Il fallimento del referendum metterebbe una pietra tombale sulle possibilità di affrontare e condurre in porto una vera riforma del sistema giudiziario. Una riforma di cui realisticamente, se non fossimo costretti dall’Europa, non si sarebbe occupato questo Parlamento. Dal sondaggio emerge che i quesiti referendari non interessano la maggioranza dei cittadini italiani nonostante che da anni lamentino la negatività del sistema giudiziario.

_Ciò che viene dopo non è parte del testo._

PR #7907, opened 2020-07-03
doc: Clarify language specific figures format in docs

tmetzl:
Subject: Clarify language specific figure format in docs

### Feature or Bugfix
- Bugfix (Clarification)

### Purpose
- make it clearer how to name language specific figures

### Detail
- format is given as figure_language_filename, should be figure.language.filename
- add example of how to name a figure


doc/usage/configuration.rst
```diff
@@ -660,10 +660,11 @@ documentation on :ref:`intl` for details.
    generated by Sphinx will be in that language.  Also, Sphinx will try to
    substitute individual paragraphs from your documents with the translation
    sets obtained from :confval:`locale_dirs`.  Sphinx will search
-   language-specific figures named by `figure_language_filename` and substitute
-   them for original figures.  In the LaTeX builder, a suitable language will
-   be selected as an option for the *Babel* package.  Default is ``None``,
-   which means that no translation will be done.
+   language-specific figures named by `figure.language.filename` 
+   (e.g. the German version of `myfigure.png` will be `myfigure.de.png`)
```
tk0miya: Looks better. But ``` `` ``` (double back-ticks) are better for a literal string in reStructuredText. I think the original text `figure_language_filename` is also not good. Could you use it instead of a single one?

tk0miya (changes requested):

doc/usage/configuration.rst
tmetzl: Changed it for the filename example. Should I also change it for the figure.language.filename?

tk0miya: I should be fixed also. But I'll do it on another PR.

tk0miya (approved):

tk0miya:

doc/usage/configuration.rst
```diff
@@ -660,10 +660,11 @@ documentation on :ref:`intl` for details.
    generated by Sphinx will be in that language.  Also, Sphinx will try to
    substitute individual paragraphs from your documents with the translation
    sets obtained from :confval:`locale_dirs`.  Sphinx will search
-   language-specific figures named by `figure_language_filename` and substitute
-   them for original figures.  In the LaTeX builder, a suitable language will
-   be selected as an option for the *Babel* package.  Default is ``None``,
-   which means that no translation will be done.
+   language-specific figures named by `figure.language.filename`
```
tk0miya, line 663: Hmm? Why did you change `figure_language_filename` to `figure.language.filename`? This is a configuration variable. So this should not be changed.

doc/usage/configuration.rst
```diff
@@ -660,10 +660,11 @@ documentation on :ref:`intl` for details.
    generated by Sphinx will be in that language.  Also, Sphinx will try to
    substitute individual paragraphs from your documents with the translation
    sets obtained from :confval:`locale_dirs`.  Sphinx will search
-   language-specific figures named by `figure_language_filename` and substitute
-   them for original figures.  In the LaTeX builder, a suitable language will
-   be selected as an option for the *Babel* package.  Default is ``None``,
-   which means that no translation will be done.
+   language-specific figures named by `figure.language.filename` 
+   (e.g. the German version of ``myfigure.png`` will be ``myfigure.de.png``)
```
tk0miya, line 664: Note: this filename is generated by the default setting of `figure_language_filename`. So we should add a phrase like "by default setting".

doc/usage/configuration.rst
tmetzl: Oh I mistook this for an example. I did not know it was a config variable.

tk0miya: Okay. I fixed it in another PR.

Issue #7650, opened 2020-05-10
autodoc shows undecorated signature for decorated functions


tk0miya:
**Describe the bug**
autodoc shows undecorated signature for decorated functions

**To Reproduce**

```
def wrapper(fn):
    @functools.wraps(fn)
    def func():
        return fn(1, 2, 3)

    return func


@wrapper
def foo(x, y, z):
    return x + y + z
```
```
.. automodule:: example
   :members:
   :undoc-members:
```

This is converted to `foo(x, y, z)`.

**Expected behavior**
The function `foo` should be shown as `foo()`. That is what users see.

**Your project**
No

**Screenshots**
No

**Environment info**
- OS: Mac
- Python version: 3.8.2
- Sphinx version: 3.1.0dev
- Sphinx extensions: sphinx.ext.autodoc
- Extra tools: No

**Additional context**
No

ppwwyyxx:
I would argue that this is actually not a bug, and the old behavior is usually better than the new one, especially when `functools.wraps` is used.

In fact, `functools.wraps` literally copies attributes such as `__doc__` to the new function, which means the decorated function is meant to be called with the same arguments as the original function. However, a decorator is usually implemented with `*args, **kwargs`, like this:

```
def wrapper(fn):
    @functools.wraps(fn)
    def func(*args, **kwargs):
        do something with arguments
        call fn with arguments
        do something with results
        return results
    return func

@wrapper
def foo(x, y, z):
    return x + y + z
```
To see that this is the common pattern, one can search for `functools.wraps` in any large python code base to verify, e.g.: https://github.com/tensorflow/tensorflow/search?q=%40functools.wraps&unscoped_q=%40functools.wraps https://github.com/django/django/search?q=functools.wraps&unscoped_q=functools.wraps

With the current "bugfix", all decorated function will be rendered with `*args, **kwargs`, which is not useful and worse than the old behavior.


I think the solution can be the following:
1. no choice is perfect - it eventually depends on what user does. So some way to let user config the option might be useful, for example, let users to set `func.__sphinx_use_new_signature__ = True`.
2. If (1) is too hard, I think it's a better decision to keep the old behavior when using `functools.wraps`, because this follows the semantics of `functools.wraps` and the word `wrapping`. This can be done by checking `hasattr(func, __wrapped__)`.
3. For other decorators, I'm not sure which choice is better. But in general I guess it's less likely that the decorator has useful signatures than the decorated function, so I still prefer the original behavior.


[...]

PR #7916, opened 2020-07-04
autodoc: the signature of base function will be shown for decorated functions

tk0miya:
### Feature or Bugfix
- Feature
- Bugfix

### Purpose
- refs: https://github.com/sphinx-doc/sphinx/issues/7650#issuecomment-653700393
- This reverts #7651 (partially)

### DIFF
--- a/sphinx/ext/autodoc/__init__.py
+++ b/sphinx/ext/autodoc/__init__.py
@@ -1157,10 +1157,7 @@ class FunctionDocumenter(DocstringSignatureMixin, ModuleLevelDocumenter):  # typ
 
         try:
             self.env.app.emit('autodoc-before-process-signature', self.object, False)
-            if inspect.is_singledispatch_function(self.object):
-                sig = inspect.signature(self.object, follow_wrapped=True)
-            else:
-                sig = inspect.signature(self.object)
+            sig = inspect.signature(self.object, follow_wrapped=True)
             args = stringify_signature(sig, **kwargs)
         except TypeError as exc:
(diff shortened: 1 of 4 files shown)


sphinx/ext/autodoc/__init__.py
```diff
@@ -1157,10 +1157,7 @@ def format_args(self, **kwargs: Any) -> str:
 
         try:
             self.env.app.emit('autodoc-before-process-signature', self.object, False)
-            if inspect.is_singledispatch_function(self.object):
-                sig = inspect.signature(self.object, follow_wrapped=True)
-            else:
-                sig = inspect.signature(self.object)
+            sig = inspect.signature(self.object, follow_wrapped=True)
```
harupy, line 1160: @tk0miya Should we specify `follow_wrapeed=True` in `inspect.signature` in **`ClassDocumenter`** as well otherwise a wrapper function's signature (e.g. `(*args, **kwargs)`) would be used when ``__init__`` is decorated?

https://github.com/sphinx-doc/sphinx/blob/38b868cc0d0583d9a58496cd121f0bc345bf9eaa/sphinx/ext/autodoc/__init__.py#L1401

harupy: The same goes for the line below:

https://github.com/sphinx-doc/sphinx/blob/38b868cc0d0583d9a58496cd121f0bc345bf9eaa/sphinx/ext/autodoc/type_comment.py#L122

PR #7922, opened 2020-07-06
Doc: Add missing 'env-merge-info' to the todo tutorial.

### LINKED ISSUE #7898: TODO example is missing env-merge-info
Looks like the [tutorials/todo](https://www.sphinx-doc.org/en/master/development/tutorials/todo.html) example is missing the `env-merge-info` step to make it work for parallel builds.

In cpython we use a similar pattern, and it was not working in parallel builds, I added it like this: https://github.com/python/cpython/pull/21237

Am I right? If so I can add it to the example.

JulienPalard:
Closes #7898.

### DIFF
--- a/doc/development/tutorials/examples/todo.py
+++ b/doc/development/tutorials/examples/todo.py
@@ -61,6 +61,13 @@ def purge_todos(app, env, docname):
                           if todo['docname'] != docname]
 
 
+def merge_todos(app, env, docnames, other):
+    if not hasattr(env, 'todo_all_todos'):
+        env.todo_all_todos = []
+    if hasattr(other, 'todo_all_todos'):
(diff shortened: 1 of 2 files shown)


JulienPalard:
Hi @tk0miya, I tried myself at documenting the missing `env-merge-info`, I tested it locally by generating a bunch of `.rst` files to trigger a parallel build and it works as expected. (Also checked that it in fact don't work when I unlink the event). Would appreciate a review.

Hope my wording is correct, don't hesitate to propose enhancement, I'm french.

Have a good day!

tk0miya (approved):
LGTM!!

tk0miya:
Thank you always :-)

Issue #7921, opened 2020-07-06
Building the Sphinx documentation using 'make latexpdf' fails


brechtm:
Trying to build a PDF of the Sphinx 3.1.2 manual using `make latexpdf` in the docs directory fails with

    ! LaTeX Error: Unknown graphics extension: .svg.

Should `sphinx.ext.imgconverter` be added to the list of extensions in _conf.py_?

tk0miya:
Yes, LaTeX does not support SVG images. Please add some imageconverter extensions (ex. `sphinx.ext.imgconverter`, `sphinxcontrib-svg2pdfconverter`, and so on).

brechtm:
Is it ok for this to be broken in a clean checkout? Shouldn't `sphinx.ext.imgconverter` be added to the list of extensions?

tk0miya:
Oh, sorry. it's my bad. I considered you were saying about your own docs. Okay, I understand. I thought adding `sphinx.ext.imgconverter` requires extra third party tools on building PDF. I don't know it is really worthy.

brechtm:
I would vote to include `sphinx.ext.imgconverter` in the list of extensions. It is included with Sphinx and will should affect the HTML build.

I assume `sphinx.ext.imgconverter` will abort with a clear message to the user when ImageMagick could not be found? Building the Sphinx PDF docs now just crashes latex, which makes it look like there's a bug.

brechtm:
I'm wondering whether the Sphinx PDF docs are generated as part of CI. If so, how is this handled?

mgeier:
We are talking about a single static SVG, right?
What about manually converting it to PDF, storing it in the repo and using `translation.*` as image source?

brechtm:
> What about manually converting it to PDF, storing it in the repo and using `translation.*` as image source?

That crossed my mind as well... and then I forgot. :-)
This is probably the best approach!

tk0miya:
Reasonable. +1 for adding .PDF (or .PNG) file.

tk0miya:
Done in #7924. Closing.

PR #7924, opened 2020-07-07
doc: Add translation.png to build latexpdf successfully

tk0miya:
### Feature or Bugfix
- Bugfix

### Purpose
- refs: #7921 
- I choose PNG format instead of PDF. It is easier to generate via PlantUML (without setting environment).


tk0miya:
Oops... This contains a broken (empty) PDF file... I'll remove it on another PR.

PR #7937, opened 2020-07-10
Fix #7935: autodoc: A default value inspect._empty conseals signatures

### LINKED ISSUE #7935: Default value of inspect.Parameter.empty breaks autofunction signature
**Describe the bug**
When you have a function with (at least) 2 optional parameters and the default value for the 2nd parameter is `inspect.Parameter.empty`, something goes wrong and the documentation generated for this function will not display
any parameters at all in the signature.

**To Reproduce**
Create a python function like this:
```python
import inspect

def func(optional_arg1='whatever',
         optional_arg2=inspect.Parameter.empty,
         ):
    """lorem ipsum"""
```
Document it with the `autofunction` directive:
```rst
.. autofunction:: func
```
Run `make html` and observe the missing parameters in the output:
```
package_name.func()¶
    lorem ipsum
```

**Expected behavior**
The function's parameters should show up in the documentation. I understand that it's difficult to deal with `inspect.Parameter.empty` as a default value, but completely omitting the function's parameters without any kind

Sempre il direttore di Demopolis afferma che il 66% dei cittadini ritiene insufficiente il funzionamento della giustizia nel nostro Paese e, se teniamo in considerazione solo coloro che hanno in corso o hanno avuto nel recente passato un’esperienza diretta con la “macchina giudiziaria”, la percentuale sale all’85%.

Vediamo in dettaglio i requisiti referendari abrogativi (votando Sì viene tolto quanto indicato dal quesito) apparsi sulla Gazzetta Ufficiale n. 82 del 7 aprile 2022.

1. Incandidabilità e divieto di ricoprire cariche istituzionali. La legge Severino, entrata in vigore nel 2013 e oggetto di abrogazione, prevede che chi è condannato in via definitiva per delitti “non colposi” (cioè delitti commessi con dolo ossia con la consapevolezza e la volontà di commettere un reato, come mafia, terrorismo, corruzione, ecc.) non possa candidarsi né essere eletto per cariche elettive (Parlamento, Regione, Comune) e di Governo. Qualora la condanna definitiva avvenga dopo che il soggetto è entrato in carica, è prevista la decadenza automatica dell’incarico salvo per i senatori e i deputati nazionali la cui decadenza deve essere decisa dalla camera di appartenenza. Inoltre, per europarlamentari, membri di governo e amministratori locali è prevista la sospensione dell’incarico anche in alcuni casi di condanna di primo grado (non definitiva). L’abrogazione toglierebbe gli automatismi restituendo ai giudici la facoltà di decidere, di volta in volta, se, in caso di condanna, occorra applicare o meno anche l’interdizione dai pubblici uffici.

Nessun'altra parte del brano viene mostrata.